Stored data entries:
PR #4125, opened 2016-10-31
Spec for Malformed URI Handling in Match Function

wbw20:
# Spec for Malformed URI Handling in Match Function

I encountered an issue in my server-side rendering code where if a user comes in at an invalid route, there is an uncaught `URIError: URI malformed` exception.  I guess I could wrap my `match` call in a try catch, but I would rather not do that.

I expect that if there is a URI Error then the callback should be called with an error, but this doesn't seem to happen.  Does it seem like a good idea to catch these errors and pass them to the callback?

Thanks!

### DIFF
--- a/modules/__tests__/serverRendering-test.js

• **What is needed**
Every entry above should be transcribed exactly and in full.

• **Task solution**
PR #4125, opened 2016-10-31
Spec for Malformed URI Handling in Match Function

wbw20:
# Spec for Malformed URI Handling in Match Function

I encountered an issue in my server-side rendering code where if a user comes in at an invalid route, there is an uncaught `URIError: URI malformed` exception.  I guess I could wrap my `match` call in a try catch, but I would rather not do that.

I expect that if there is a URI Error then the callback should be called with an error, but this doesn't seem to happen.  Does it seem like a good idea to catch these errors and pass them to the callback?

Thanks!

### DIFF
--- a/modules/__tests__/serverRendering-test.js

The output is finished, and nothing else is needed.